Visions of Heaven on Earth – Br. Jim Woodrum

Br. Jim Woodrum

Matthew 13:44-46

When I was 6 years old, my mom took me with her to Ohio to visit her cousin that she had been close to as a little girl. It was my first experience of traveling by plane. While I don’t remember it with great clarity, my mom loved to tell the story of how when we began to crest the clouds, I turned to her and said with big eyes, “Mom, are we in heaven?” I suppose my vision of heaven was similar to a lot of children whose imaginations saw God sitting in the clouds with angels flying all around. Later in my life, I remember hearing old time Appalachian hymn tunes based on Revelation describing heaven as having streets paved with gold and a river with the water of life running through it. While these visions are dreamy, they actually differ from Jesus’ descriptions.

In our gospel lesson for this morning, we see Jesus describing the kingdom of heaven to a crowd who had gathered to hear him teach. In this sermon by a lake, Jesus says that “The kingdom of heaven is like treasure hidden in a field, which someone found and hid; then in his joy he goes and sells all that he has and buys that field. Again, the kingdom of heaven is like a merchant in search of fine pearls; on finding one pearl of great value, he went and sold all that he had and bought it.” Jesus’ descriptions are not about heavenly visions, but rather portray heaven dressed in earthy tones: a field, hidden treasure, and a pearl of great value. Just prior to this passage in Matthew’s gospel we hear other metaphors: the kingdom of heaven is like a mustard seed, and like yeast added to flour for leaven.

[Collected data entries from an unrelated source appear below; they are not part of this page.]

PR #2358, opened 2023-11-08
ocpaths.proto and nosimage.proto

wenovus:
Add the following proto definitions:

ocpaths.proto:
```
// OCPaths -- Specifies a list of OpenConfig paths.
// This data set is distinct from
// github.com/openconfig/featureprofiles/proto/feature.proto, which describes
// the relationship between featureprofiles tests and OC paths and is used to
// report test coverage of those paths.
```
nosimage.proto:
```
// NOSImageProfile - A network operating system and version which provides // a list of ocpaths.
```
Use case is to allow NOS implementors and users to specify lists of OC paths for their feature sets/requirements.

One envisioned use case is to have each metadata.textproto contain a set of OCPaths which describes the intended coverage of the test.

Follow up:
* A validation script for OCPaths and NOSImageProfile textprotos.


proto/nosimage.proto
```diff
@@ -0,0 +1,42 @@
...
+import "google/protobuf/timestamp.proto";
+
+message NOSImageProfile {
+  // The name of the vendor.
+  ondatra.Device.Vendor vendor_id = 1;
+
+  // The name of the vendor's network operating system.
+  string nos = 2;
+
+  // Vendor network operating system version.
```
dplore, line 33:
```suggestion
  // Vendor network operating system version. This should match the output of the OC Path  /system/state/software-version.
```

proto/nosimage.proto
```diff
@@ -0,0 +1,42 @@
...
+  string software_version = 3;
+
+  // release_date indicates the date the network operating system is released.
+  // The date could be a value in the future indicating a future release.
+  google.protobuf.Timestamp release_date = 4;
+
+  // list of ocpaths supported by the network operating system
+  repeated openconfig.ocpaths.OCPath ocpaths = 5;
+}
```
dplore, line 42:
```suggestion
  // List of OpenConfig RPC's which are suppored by the network operating system.  ocrpc is a gRPC path specification.
  // Format: <protocol>.<protopath>.<service>.<rpc>
  // Example: gnoi.healthz.Healthz.Get
  repeated string ocrpc = 6;
}
```

proto/nosimage.proto
```diff
@@ -0,0 +1,42 @@
...
+
+import "github.com/openconfig/featureprofiles/proto/ocpaths.proto";
+import "github.com/openconfig/ondatra/proto/testbed.proto";
+import "google/protobuf/timestamp.proto";
+
+message NOSImageProfile {
+  // The name of the vendor.
+  ondatra.Device.Vendor vendor_id = 1;
+
+  // The name of the vendor's network operating system.
```
dplore, line 30:
```suggestion
  // The name of the vendor's network operating system.  This should be the same string as output by /components/component/state/mfg-name from the component TYPE=OPERATING_SYSTEM.

```

dplore (commented):
Couple of suggestions to consider

proto/ocpaths.proto
```diff
@@ -0,0 +1,70 @@
...
+
+  // Specifies a limited portion of the OC model that a given path is needed to
+  // support.
+  OCPathConstraint ocpath_constraint = 2;
+
+  // Suffix for featureprofiles/feature/<featureprofileid> to which this OCPath
+  // is associated.
+  // This destination featureprofiles folder serves as a grouping of the paths
+  // related to the tests which appear in this folder and subfolders the folder.
+  string featureprofileid = 6;
```
dplore, line 52: Should this be a reference to https://github.com/openconfig/featureprofiles/blob/main/proto/feature.proto#L92 ?

wenovus: If your proposal is to change the type from `string` to `FeatureProfileID`, then the additional benefit would be that a version `optional int32 version` is added. I will argue that this is not necessary:

The purpose of the field `featureprofileid` in OCPath is to record the featureprofile to which the path belongs.
When a feature is generated, and when it is different from a previously-generated feature, then that's when a new version is created.
Therefore, when a new OCPath is created, we don't yet know what feature version should be used, since we don't know when the next feature release is, so this version string would not be useful here.

Added comment to clarify the relationship to `FeatureProfileID`.

dplore (approved):

PR #4167, opened 2025-04-28
Deviation update

cprabha:
Hi,

I have updated BGP scripts with deviation for setmed action set.

Thanks,
Prabha

PR #4204, opened 2025-05-14
RT-1.27 static_route_bgp_redistribution_test.go

cprabha:
Hi,

1. Added deviation for as path prepend order difference and also set med action set. 

     bgp_set_med_action_unsupported : This deviation is previously approved, added to this test as it is applicable.  
                                                                (Cisco b/414333771)
                                                                gitpull req opened with this deviation for other scripts:  (https://github.com/openconfig/featureprofiles/pull/4167/files) 

    bgp_as_path_prepend_order_mismtach: This is new deviation :  b/425632068
    

2. We need to delete any referenced policy which is imported in BGP/table connection before gnmi replace/delete operation. Hence added code to deleting reference policy in table connection.
    

Thanks,
Prabha


trathod1:
Adding reference to ongoing discussion which suggest correct order should be `64512 65499 65499 65499` - https://github.com/openconfig/featureprofiles/pull/4075/files#r2071158137

ram-mac:
@cprabha few comments
1. the required sequence "64512 64599 64599 64599" and this test is actually now changed to the sequence 
"64599 64599 64599 64512"; We have fixed the test with the right sequence using PR4265
2.The README will be update soon for this test
3.The med related changes are already added via PR4267

Hence, iam closing this PR. Please raise another PR for fixing this test

cprabha:
> Validated this PR and now it is passing for Juniper. Approving it now. But there are some conflicts and failures that needs to be resolved.

I have resolved conflicts, please check

ram-mac:
@cprabha - you need to fix the canonical OC part also; Once that is done i can merge it.

PR #4182, opened 2025-05-05
TRANSCEIVER-9 Fixed with deviations & added cooling-off period.

snaragund:
- Added deviation for skipping 9.4 section as per https://partnerissuetracker.corp.google.com/issues/414842051.
- Using deviation `missing_zr_optical_channel_tunable_parameters_telemetry`
- Added cooling-off period as defined.

"This code is a Contribution to the OpenConfig Feature Profiles project ("Work") made under the Google Software Grant and Corporate Contributor License Agreement ("CLA") and governed by the Apache License 2.0. No other rights or licenses in or to any of Nokia's intellectual property are granted for any other purpose. This code is provided on an "as is" basis without any warranties of any kind."

PR #4209, opened 2025-05-15
Vendor specific ZR optical channel operational mode

AmrNJ:
Update vendor specific operational mode values for ZR optic channels. 
Update: Logic is updated to use vendor specific values when '0' is passed as the OperationalMode variable.

### DIFF
--- a/feature/platform/transceiver/chromatic_dispersion/tests/zr_cd_test/zr_cd_test.go
+++ b/feature/platform/transceiver/chromatic_dispersion/tests/zr_cd_test/zr_cd_test.go
@@ -32,8 +32,7 @@ const (
 var (
 	frequencies                = []uint64{191400000, 196100000} // 400ZR OIF wavelength range
 	targetOutputPowers         = []float64{-13, -9}             // 400ZR OIF Tx power range
-	operationalMode     uint16
-	operationalModeFlag *uint16
+	operationalModeFlag = flag.Int("operational_mode", 0, "vendor-specific operational-mode for the channel")
 )
 
 func TestMain(m *testing.M) {
@@ -99,12 +98,7 @@ func TestCDValue(t *testing.T) {
 
 	dp1 := dut.Port(t, "port1")
 	dp2 := dut.Port(t, "port2")
-	if operationalModeFlag != nil {
-		operationalMode = uint16(*operationalModeFlag)
-	} else {
-		operationalMode = cfgplugins.GetOperationalModeFlag(dut1)
-	}
-	cfgplugins.Initialize(operationalMode)
+	cfgplugins.Initialize(operationalModeFlag, dut)
 	cfgplugins.InterfaceConfig(t, dut, dp1)
 	cfgplugins.InterfaceConfig(t, dut, dp2)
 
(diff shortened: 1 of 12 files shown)


ahsaanyousaf:
Can you please add Juniper and Nokia operational modes related flags as well?

For standard OIF 400ZR Juniper should be 1 and Nokia should be 1083

@rezachit to review and followup

dplore:
Please place the common code into internal/cfgplugins/interface.go or a similar shared configuration library.   Do not cut and paste the same code across more than 1 or 2 tests.

dplore (changes requested):
Please place the common code into internal/cfgplugins/interface.go or a similar shared configuration library. Do not cut and paste the same code across more than 1 or 2 tests.

rezachit:
Echoing dplore's comment, you can add vendor specific mode selection as a function of Vendor in the internal/cfgplugins/interface.go in Initialize function... If the operationalMode was set in the test flag use that value otherwise use a switch/case for vendor (Cisco-->5003, Nokia-->1083, Arista-->1, Juniper-->1). No need to change any test.

rezachit:
In the tests you did not pass t as *testing.T into cfgplugins.Initialize function.

AmrNJ:
Logic is updated to use vendor specific values when '0' is passed as the OperationalMode variable. All common code is now moved into the cfgplugins.Initialize function.

feature/platform/transceiver/chromatic_dispersion/tests/zr_cd_test/zr_cd_test.go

Instead of describing a fantasy, Jesus is clothing the kingdom of heaven in a way that makes it accessible for his audience. In this way, Jesus says that the kingdom is not distant, but rather, directly in front of their very eyes.

What is important to notice is that the descriptions we hear today are not just about treasures in picturesque settings, but each one contains a person who is compelled into an extravagant action when coming upon these treasures. Someone found a treasure, hid it, then bought the field in order to claim it. A merchant sells everything he has just to possess a valuable pearl. The kingdom of heaven is not about the treasures themselves as it is about their discovery and the change it inspires. Perhaps we all can grasp this concept more than golden streets with plush clouds. How many of us have imagined what we might do if we won the Powerball lottery and how we might spend the money.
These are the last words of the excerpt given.